[Extracted information — start]

PR #11, opened 2016-08-16
[JENKINS-32768] Round-tripping SingleSCMSource did not work

jglick:
[JENKINS-32768](https://issues.jenkins-ci.org/browse/JENKINS-32768)

@reviewbybees

PR #12, opened 2016-08-16
API for retrieving a fixed revision

jglick:
To be used from https://github.com/jenkinsci/workflow-cps-global-lib-plugin/pull/10. https://github.com/jenkinsci/git-plugin/pull/433 is the reference implementation.

Incorporates #11.

Note that current implementations of `SCMSource` only allow you to access the actual repository contents via the legacy `SCM` API, so use of the `build` method is key. In the future `SCMFileSystem` could be implemented (JENKINS-33273) which would allow you to directly observe files in a given revision without going through `SCM` at all, which would offer some advantages such as the ability to bypass `Run`s.

@reviewbybees

### DIFF
--- a/src/main/java/jenkins/scm/api/SCMSource.java
+++ b/src/main/java/jenkins/scm/api/SCMSource.java
@@ -34,6 +34,7 @@ import net.jcip.annotations.GuardedBy;
 
 import java.io.IOException;
 import java.util.Collections;
+import java.util.HashSet;
 import java.util.Map;
 import java.util.Set;
 import java.util.UUID;
@@ -305,6 +306,42 @@ public abstract class SCMSource extends AbstractDescribableImpl<SCMSource>
             }
         }, listener);
         return result.get();
+    }
+
+    /**
+     * Looks up suggested revisions that could be passed to {@link #fetch(String, TaskListener)}.
+     * There is no guarantee that all returned revisions are in fact valid, nor that all valid revisions are returned.
+     * Delegates to {@link #retrieveRevisions}.
+     * @param listener the task listener
+     * @return a possibly empty set of revision names suggested by the implementation
+     * @throws IOException if an error occurs while performing the operation.
+     * @throws InterruptedException if any thread has interrupted the current thread.
+     * @since FIXME
+     */
+    @NonNull
+    public final Set<String> fetchRevisions(@CheckForNull TaskListener listener)
+            throws IOException, InterruptedException {
+        return retrieveRevisions(defaultListener(listener));
+    }
+
+    /**
+     * Looks up suggested revisions that could be passed to {@link #fetch(String, TaskListener)}.
+     * There is no guarantee that all returned revisions are in fact valid, nor that all valid revisions are returned.
+     * By default, calls {@link #retrieve(TaskListener)}, thus typically returning only branch names.
+     * @param listener the task listener
+     * @return a possibly empty set of revision names suggested by the implementation
+     * @throws IOException if an error occurs while performing the operation.
+     * @throws InterruptedException if any thread has interrupted the current thread.
+     * @since FIXME
+     */
+    @NonNull
+    protected Set<String> retrieveRevisions(@NonNull TaskListener listener)
+            throws IOException, InterruptedException {
+        Set<String> revisions = new HashSet<String>();
+        for (SCMHead head : retrieve(listener)) {
+            revisions.add(head.getName());
+        }
+        return revisions;
     }
 
     /**
--- a/src/main/java/jenkins/scm/api/SCMSource.java
+++ b/src/main/java/jenkins/scm/api/SCMSource.java
@@ -37,6 +37,7 @@ import java.util.Collections;
 import java.util.Map;
 import java.util.Set;
 import java.util.UUID;
+import java.util.concurrent.atomic.AtomicReference;
 import java.util.logging.Level;
 import java.util.logging.Logger;
 
@@ -258,6 +259,52 @@ public abstract class SCMSource extends AbstractDescribableImpl<SCMSource>
     protected SCMRevision retrieve(@NonNull SCMHead head, @NonNull TaskListener listener)
             throws IOException, InterruptedException {
         return fetch(SCMHeadObserver.select(head), listener).result();
+    }
+
+    /**
+     * Looks up a specific revision based on some SCM-specific set of permissible syntaxes.
+     * Delegates to {@link #retrieve(String, TaskListener)}.
+     * @param revision might be a branch name, a tag name, a cryptographic hash, a revision number, etc.
+     * @param listener the task listener (optional)
+     * @return a valid revision object corresponding to the argument, with a usable corresponding head, or null if malformed or not found
+     * @throws IOException if an error occurs while performing the operation.
+     * @throws InterruptedException if any thread has interrupted the current thread.
+     * @since FIXME
+     */
+    @CheckForNull
+    public final SCMRevision fetch(@NonNull String revision, @CheckForNull TaskListener listener)
+            throws IOException, InterruptedException {
+        return retrieve(revision, defaultListener(listener));
+    }
+
+    /**
+     * Looks up a specific revision based on some SCM-specific set of permissible syntaxes.
+     * The default implementation uses {@link #retrieve(SCMHeadObserver, TaskListener)}
+     * and looks for {@link SCMHead#getName} matching the argument (so typically only supporting branch names).
+     * @param revision might be a branch name, a tag name, a cryptographic hash, a revision number, etc.
+     * @param listener the task listener
+     * @return a valid revision object corresponding to the argument, with a usable corresponding head, or null if malformed or not found
+     * @throws IOException if an error occurs while performing the operation.
+     * @throws InterruptedException if any thread has interrupted the current thread.
+     * @since FIXME
+     */
+    @CheckForNull
+    protected SCMRevision retrieve(@NonNull final String revision, @NonNull TaskListener listener)
+            throws IOException, InterruptedException {
+        final AtomicReference<SCMRevision> result = new AtomicReference<SCMRevision>();
+        retrieve(new SCMHeadObserver() {
+            @Override
+            public void observe(SCMHead head, SCMRevision rev) {
+                if (head.getName().equals(revision)) {
+                    result.set(rev);
+                }
+            }
+            @Override
+            public boolean isObserving() {
+                return result.get() == null;
+            }
+        }, listener);
+        return result.get();
     }
 
     /**
--- a/src/main/java/jenkins/scm/impl/SingleSCMSource.java
+++ b/src/main/java/jenkins/scm/impl/SingleSCMSource.java
@@ -28,6 +28,7 @@ import edu.umd.cs.findbugs.annotations.NonNull;
 import hudson.Extension;
 import hudson.model.Describable;
 import hudson.model.Descriptor;
+import hudson.model.Run;
 import hudson.model.TaskListener;
 import hudson.model.TopLevelItemDescriptor;
 import hudson.scm.NullSCM;
@@ -85,6 +86,13 @@ public class SingleSCMSource extends SCMSource {
         this.scm = scm;
     }
 
+    private synchronized void makeHead() {
+        if (head == null) {
+            head = new SCMHead(name);
+            revisionHash = new SCMRevisionImpl(head);
+        }
+    }
+
     /**
      * {@inheritDoc}
      */
@@ -93,11 +101,22 @@ public class SingleSCMSource extends SCMSource {
     protected synchronized void retrieve(@NonNull SCMHeadObserver observer,
                                          @NonNull TaskListener listener)
             throws IOException {
-        if (head == null) {
-            head = new SCMHead(name);
-            revisionHash = new SCMRevisionImpl(head);
-        }
+        makeHead();
         observer.observe(head, revisionHash);
+    }
+
+    /**
+     * Unconditionally returns the single nondeterministic revision.
+     * The {@code revision} argument is ignored.
+     * For the result of {@link #build(SCMHead, SCMRevision)} to be useful,
+     * ensure that {@link #scm} includes some parameterized fields,
+     * and that {@link Run#getEnvironment(TaskListener)} defines corresponding variables.
+     */
+    @NonNull
+    @Override
+    protected SCMRevision retrieve(String revision, TaskListener listener) throws IOException, InterruptedException {
+        makeHead();
+        return revisionHash;
     }
 
     /**
--- a/src/main/java/jenkins/scm/impl/SingleSCMSource.java
+++ b/src/main/java/jenkins/scm/impl/SingleSCMSource.java
@@ -28,7 +28,6 @@ import edu.umd.cs.findbugs.annotations.NonNull;
 import hudson.Extension;
 import hudson.model.Describable;
 import hudson.model.Descriptor;
-import hudson.model.Run;
 import hudson.model.TaskListener;
 import hudson.model.TopLevelItemDescriptor;
 import hudson.scm.NullSCM;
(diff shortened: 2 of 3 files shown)


src/main/java/jenkins/scm/impl/SingleSCMSource.java
```diff
@@ -93,14 +109,25 @@ public SingleSCMSource(String id, String name, SCM scm) {
...
+        makeHead();
         observer.observe(head, revisionHash);
     }
 
     /**
+     * Unconditionally returns the single nondeterministic revision.
+     * The {@code revision} argument is ignored.
+     * For the result of {@link #build(SCMHead, SCMRevision)} to be useful,
+     * ensure that {@link #scm} includes some parameterized fields,
+     * and that {@link Run#getEnvironment(TaskListener)} defines corresponding variables.
```
jglick: See `LibraryAdderTest.usingInterpolation`, relying on `LibrariesAction.LibraryEnvironment`.

src/main/java/jenkins/scm/api/SCMSource.java
```diff
@@ -261,6 +262,52 @@ protected SCMRevision retrieve(@NonNull SCMHead head, @NonNull TaskListener list
...
+     * @param revision might be a branch name, a tag name, a cryptographic hash, a revision number, etc.
+     * @param listener the task listener
+     * @return a valid revision object corresponding to the argument, with a usable corresponding head, or null if malformed or not found
+     * @throws IOException if an error occurs while performing the operation.
+     * @throws InterruptedException if any thread has interrupted the current thread.
+     * @since FIXME
+     */
+    @CheckForNull
+    protected SCMRevision retrieve(@NonNull final String revision, @NonNull TaskListener listener)
+            throws IOException, InterruptedException {
```
jglick: A possible future extension would be a way to list all suggested revisions (not things like commit hashes but at least tags and so on). See comment in `LibraryConfiguration.DescriptorImpl`. Could be added compatibly.

pom.xml
```diff
@@ -29,7 +29,8 @@
   <parent>
     <groupId>org.jenkins-ci.plugins</groupId>
     <artifactId>plugin</artifactId>
-    <version>2.3</version>
+    <version>2.12</version>
```
svanoort: Any particular reason for the parent pom bump?

src/main/java/jenkins/scm/api/SCMSource.java
```diff
@@ -261,6 +262,52 @@ protected SCMRevision retrieve(@NonNull SCMHead head, @NonNull TaskListener list
...
+     * @param revision might be a branch name, a tag name, a cryptographic hash, a revision number, etc.
+     * @param listener the task listener (optional)
+     * @return a valid revision object corresponding to the argument, with a usable corresponding head, or null if malformed or not found
+     * @throws IOException if an error occurs while performing the operation.
+     * @throws InterruptedException if any thread has interrupted the current thread.
+     * @since FIXME
+     */
+    @CheckForNull
+    public final SCMRevision fetch(@NonNull String revision, @CheckForNull TaskListener listener)
+            throws IOException, InterruptedException {
```
svanoort: What if the revision format is invalid?  We will end up with an IOException, but would it make sense to throw a more specific exception type than that (maybe InvalidSCMRevision)? 

This would also let us do some prevalidation before issuing network calls to we don't try with an invalid (or potentially security-compromising) revision specifier.

src/main/java/jenkins/scm/api/SCMSource.java
svanoort: Per above: option to throw a custom exception if revision format is invalid, perhaps?  Otherwise we just get a null.  

This has much greater benefits for custom implementations (GitSCM, I'm looking at you!) even if it is not as helpful for the default impl.

pom.xml
svanoort: Note for other reviewers: from #11 (explained there, and incorporated into this).

svanoort:
🐝  though I think an option to throw a more explicit custom exception for invalid revisions/revision formats would be very helpful.  

Two immediate use cases I can see:
* Requesting a revision that trivial validation indicates is invalid (empty, illegal characters, too long).  This lets you display a more helpful user message and avoids needless network communications.
* Trying to retrieve a revision that the SCM rejects as invalid (for reasons other than "does not exist").  This makes it easier to do error handling when interacting with SCM.

src/main/java/jenkins/scm/api/SCMSource.java
jglick: > What if the revision format is invalid? We will end up with an IOException

It will return null.

src/main/java/jenkins/scm/api/SCMSource.java
jglick: > we just get a null

Yes but `listener` will receive diagnostics.

In the case of `GitSCM`, the plugin really has no idea ahead of time what revision  formats would be valid. It calls `git rev-parse` and either that produces something or it does not.

jglick: See `AbstractGitSCMSourceTest.retrieveRevision`’s `stderr` for example:

```
…
 > git rev-parse nonexistent^{commit} # timeout=10
 > git rev-parse origin/nonexistent^{commit} # timeout=10
Command "git rev-parse nonexistent^{commit}" returned status code 128:
stdout: nonexistent^{commit}

stderr: fatal: ambiguous argument 'nonexistent^{commit}': unknown revision or path not in the working tree.
Use '--' to separate paths from revisions, like this:
'git <command> [<revision>...] -- [<file>...]'

Command "git rev-parse origin/nonexistent^{commit}" returned status code 128:
stdout: origin/nonexistent^{commit}

stderr: fatal: ambiguous argument 'origin/nonexistent^{commit}': unknown revision or path not in the working tree.
Use '--' to separate paths from revisions, like this:
'git <command> [<revision>...] -- [<file>...]'
…
```

jglick:
> Trying to retrieve a revision that the SCM rejects as invalid (for reasons other than "does not exist")

Perhaps some SCM implementations could benefit. I do not think any implementation of that is possible in the `git` plugin as written, nor in the `hg` plugin. The `subversion` plugin may be able to get that information somehow via SVNKit.

Anyway I am not sure what the caller would do with this information, exactly. Either it gets a valid revision, or it does not, and the log shows details that a user can read.

> avoids needless network communications

An implementation is already free to return null without doing I/O if it can detect that a revision argument is syntactically malformed.

src/main/java/jenkins/scm/api/SCMSource.java
jglick: > potentially security-compromising

An implementation is of course on the hook to ensure that security is not compromised by a caller passing a malicious revision argument. In the case of in-JVM connectors this is likely a nonissue. For those using external processes it is generally handled by use of injection-proof calls like `Runtime.exec(String[])`.

src/main/java/jenkins/scm/api/SCMSource.java
svanoort: So, in this case it's quite feasible to programmatically implement some of these rules, before handing off to rev-parse (they're complex, but usable). 

Listener isn't an option AFAIK because if you have to parse the stderr output directly to offer programmatic handling, that opens up a whole nasty can of worms: better to do some prevalidation so you can show UI validation rules rather than handing off straight to rev-parse.

src/main/java/jenkins/scm/api/SCMSource.java
svanoort: How is Runtime.exec(String[]) injection-proof?  On its own there's nothing stopping you from doing '|| sudo cat /etc/shadow' as one of the command strings, is there?

svanoort:
The more I think about it, the more I'm convinced that this is incomplete without some sort of trivial handling of invalid revision that is separate from a null return (does not exist / rejected) or IOException (can't communicate, or some other lower-level issue). 

>  I do not think any implementation of that is possible in the git plugin as written, nor in the hg plugin.

There are rules, they're just complex, but the rev-parse docs includes them: https://www.kernel.org/pub/software/scm/git/docs/git-rev-parse.html

Many of the more complex rules are in fact safe to reject because they require being on a currently checked out branch (ex: the relative revs).

svanoort:
I can't mark it as a bug but I consider this one a very hard :ant: if we're adding the ability to fetch revisions by arbitrary string without providing some way to validate (preferably with an SCM-overrideable validation function used, with signature like):

```java
/** Override for SCM-specific validation of revision names */
public boolean isRevisionFormatValid(@NonNull String revision) {
   return !revision.isEmpty(); 
}
```

Stipulation that these validation APIs shouldn't trigger actual I/O.

stephenc:
:+1: from a quick glimpse (and you owe me for interruption ;-) )

jglick:
> without providing some way to validate

The problem I have with `isRevisionFormatValid` is that there is no really feasible implementation for the reference implementation (`AbstractGitSCMSource`), without duplicating pages of complex parser rules; and there is no candidate caller for the API either, since `LibraryAdder` gets along fine without it. By the YAGNI principle we should not be defining an API without a demonstrated use case, when there is nothing that I can see blocking such an API from being added retroactively if one arises.

The suggestion to throw `InvalidSCMRevision` from `retrieve` is a little trickier since this would mean changing the semantics of an existing API, though if it `extends IOException` it would be harmless since callers could just opt in to handling the more specific exception differently.

svanoort:
>  is that there is no really feasible implementation for the reference implementation (AbstractGitSCMSource)

You could easily implement a subset of this and get reasonable results (at least rejecting the majority of the invalid results):  http://stackoverflow.com/a/3651867/95122

> The suggestion to throw InvalidSCMRevision from retrieve is a little trickier since this would mean changing the semantics of an existing API, though if it extends IOException it would be harmless since callers could just opt in to handling the more specific exception differently.

This would be a reasonable back-compatible compromise to me.  Not ideal, but it would serve the purpose well enough and provide the extra information for handlers to consume.

jglick:
> implement a subset of this

Well the referenced answer refers to branch names. But we support tag names, which certainly may contain `.`.

jglick:
BTW in https://github.com/jenkinsci/workflow-cps-global-lib-plugin/pull/10 I have already implemented form validation using the existing signature.

(I also added a method to _enumerate_ revisions, which unfortunately I cannot use for auto-completion due to limitations of the JavaScript plumbing in Jenkins forms.)

src/main/java/jenkins/scm/api/SCMSource.java
```diff
@@ -308,6 +309,42 @@ public boolean isObserving() {
...
+     * There is no guarantee that all returned revisions are in fact valid, nor that all valid revisions are returned.
+     * By default, calls {@link #retrieve(TaskListener)}, thus typically returning only branch names.
+     * @param listener the task listener
+     * @return a possibly empty set of revision names suggested by the implementation
+     * @throws IOException if an error occurs while performing the operation.
+     * @throws InterruptedException if any thread has interrupted the current thread.
+     * @since FIXME
+     */
+    @NonNull
+    protected Set<String> retrieveRevisions(@NonNull TaskListener listener)
```
svanoort: Seems reasonable.

svanoort:
I like the addition for enumerating revisions (more precisely, *head* revisions, as expected for SCMHead/SCMRevision).  

> Well the referenced answer refers to branch names. But we support tag names, which certainly may contain ..

Implementation details, where we're defining an API here (impl discussion is for the other PR).  Why does our validation rule have to be exhaustive?  

* To my mind, it's sufficient to filter out the majority of obviously-invalid results, and the SCM itself can still kick back more complex violations.  
* A custom Exception (or in perhaps IOException) class provides a tidy way to bubble up deeper validation failures that can't be trivially rejected by the previous rule.

Note: none of this would matter if we weren't accepting arbitrary string input, and restricting valid strings to only heads.  That might also be a reasonable default validation rule (using your new enumeration API, perhaps).

jglick:
> addition for enumerating revisions (more precisely, head revisions

These are not, in general, “head revisions”. For the Git implementation, it includes tags. The _default_ implementation returns heads.

> obviously-invalid results

Not sure what you mean by that.

> restricting valid strings to only heads

That is precisely what we do _not_ want to do, because that would prevent us from resolving tags, commit hashes, or stranger beasts. Using the existing released API, we could already resolve branches.

svanoort:
> Not sure what you mean by that.

Things that can obviously be discarded as invalid. 

> That is precisely what we do not want to do, because that would prevent us from resolving tags, commit hashes, or stranger beasts. Using the existing released API, we could already resolve branches.

Implementations are going to have to define their own rules anyway.  The other alternative would be to only filter out empty strings as invalid revisions and let implementations extend it. 

My basic reasoning here is that we need more robust common errors/validation in general if we're adding the capability to check out arbitrary revisions.  Otherwise each SCM impl is going to roll their own mechanism & methods, and there's not going to be an easy way to handle these failure cases consistently across SCMs using the common API.

jglick:
> Whitespace. Unicode characters where you're expecting hex. Reserved characters

As far as I know most of these things are potentially valid (if unwise) tag names.

> filter out empty strings as invalid revisions

Tests in the downstream https://github.com/jenkinsci/git-plugin/pull/433 shows that even this is not really necessary, though that plugin could print a specialized error message for that case if it cared.

> each SCM impl is going to roll their own mechanism & methods

As they should: each SCM has its own meanings for revision strings.

> there's not going to be an easy way to handle these failure cases consistently across SCMs

How so? If null is returned, the `TaskListener` gets errors. Which we successfully show in the UI in the downstream https://github.com/jenkinsci/workflow-cps-global-lib-plugin/pull/10.

svanoort:
> As they should: each SCM has its own meanings for revision strings.

They shouldn't have completely separate error handling APIs though -- that defeats the point of having a common API. 

> If null is returned, the TaskListener gets errors.

Already addressed above -- better than swallowing the error, but really only good for log-and-fail handling and no more.  Limits the usefulness of this API (which I want to be clear: is really quite useful in many, many ways).   

We may have to agree to disagree here -- the current implementation will *technically* work, it's just that in my opinion it sets us up for significant pain down the road.  If I didn't flag that design problem, I would not be doing my job as a reviewer here.

jglick:
> better than swallowing the error, but really only good for log-and-fail handling and no more

Well, log-and-fail handling is the only use case that has been identified so far. Either the user supplied a string which the SCM plugin can resolve to a particular exact revision of the repository, so we proceed; or they did not, and we display whatever messages the SCM offers. This works both at runtime in the build log, and at configuration time in form validation.

> sets us up for significant pain down the road

What would that pain be? If some use case develops for, say, displaying distinct UI controls (not just distinct text) based on different generic categories of problem with revisions, then we would define some `public` subtypes of `IOException` in `scm-api` modeling those categories, `catch` them from callers, and update important SCM implementations to `throw` them when appropriate. Nothing would be broken for old callers mixed with new SCMs, or new callers mixed with old SCMs, or old callers mixed with old SCMs.

abayer:
:bee:

src/main/java/jenkins/scm/api/SCMSource.java
jglick: The overload taking a `String[]` bypasses the shell’s parser, so it will wind up doing the same thing as

```
$ git rev-parse '|| sudo cat /etc/shadow^commit'
|| sudo cat /etc/shadow^commit
fatal: ambiguous argument '|| sudo cat /etc/shadow^commit': unknown revision or path not in the working tree.
Use '--' to separate paths from revisions, like this:
'git <command> [<revision>...] -- [<file>...]'
```

svanoort:
> define some public subtypes of IOException in scm-api

@jglick If you provide a subtype of IOException such as "InvalidRevisionException" or "RevisionParsingException" and add Javadocs to the new API to indicate its use, that would be enough to consider the condition satisfied, I think (have mentioned that before).

In any case you have my 🐝  already, so this is not a blocker for merge/release.

jglick:
I remain reluctant to define, and thus commit to in perpetuity, an exception type which

* no written implementation would throw
* no written caller would catch
* I am reasonably confident could be added compatibly if and when the first two conditions change

rsandell:
:bee:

[Extracted information — finish]

Problem
Where a line in the entries holds the word "logging", copy that line.

Answer area
 import java.util.logging.Level;
 import java.util.logging.Logger;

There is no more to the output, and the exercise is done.